* Try it:
Look for the word "import" in the entries below, then copy every line that has it.

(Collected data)
PR #2601, opened 2023-07-31
Fixed MIME handling for non-standard umask(1) values

nullfs:
I set `umask` to 027, which apparently causes the `xdg-mime` commands to create unreadable entries in _/usr/share/mime_ when run as root. This has bricked my DE on at least one occasion so I think it would be reasonable to ensure that the contents of this directory remain readable


dae:
Sorry, a recursive chmod seems inappropriate in an install script. Your issue is probably better fixed either in xdg-mime or your system.

PR #2602, opened 2023-08-03
fix: reset image button in io note editor

krmanik:
The PR fixes the reset image option in io note editor.

### DIFF
--- a/ts/editor/NoteEditor.svelte
+++ b/ts/editor/NoteEditor.svelte
@@ -42,6 +42,7 @@ License: GNU AGPL, version 3 or later; http://www.gnu.org/licenses/agpl.html
 <script lang="ts">
     import { bridgeCommand } from "@tslib/bridgecommand";
     import * as tr from "@tslib/ftl";
+    import { resetIOImage } from "image-occlusion/mask-editor";
     import { onMount, tick } from "svelte";
     import { get, writable } from "svelte/store";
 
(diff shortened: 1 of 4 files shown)


ts/editor/NoteEditor.svelte
```diff
@@ -411,6 +417,15 @@ License: GNU AGPL, version 3 or later; http://www.gnu.org/licenses/agpl.html
             }
         }
 
+        // add event on window resize if event exist then do not add again
+        if (!window.onresize) {
+            window.onresize = () => {
+                if (imageOcclusionMode?.kind === "add") {
+                    resetIOImage(imageOcclusionMode.imagePath);
```
dae, line 424: I think this might be done more cleanly with Svelte's onMount(), perhaps in MaskEditor.svelte?

ts/image-occlusion/MaskEditor.svelte
```diff
@@ -44,6 +48,12 @@ License: GNU AGPL, version 3 or later; http://www.gnu.org/licenses/agpl.html
             });
         }
     }
+
+    onMount(() => {
+        window.onresize = () => {
+            setCanvasZoomRatio(canvas, instance);
```
dae, line 54: A couple of tidy-ups please:

- addEventListener('resize', ...) would be better, as window.onresize could cause conflicts with other code down the line
- The listener should be removed when the component is unmounted, which you can do with onDestroy

dae:
Thanks Mani!

Issue #2608, opened 2023-08-13
Search and replace dialogue: item skipped by keyboard navigation


arkhandir:
While navigating by keyboard (`tab`), the first checkbox listing is skipped (not selected) in the search and replace dialogue, it is selected instead after the last checkbox listing.
Anki ⁨2.1.65 (aa9a734f)⁩ and Version ⁨2.1.66 (46915605)⁩
Python 3.9.15 Qt 6.5.0 PyQt 6.5.0
macOS 12.6.8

* Result for this exercise:
     import { bridgeCommand } from "@tslib/bridgecommand";
     import * as tr from "@tslib/ftl";
+    import { resetIOImage } from "image-occlusion/mask-editor";
     import { onMount, tick } from "svelte";
     import { get, writable } from "svelte/store";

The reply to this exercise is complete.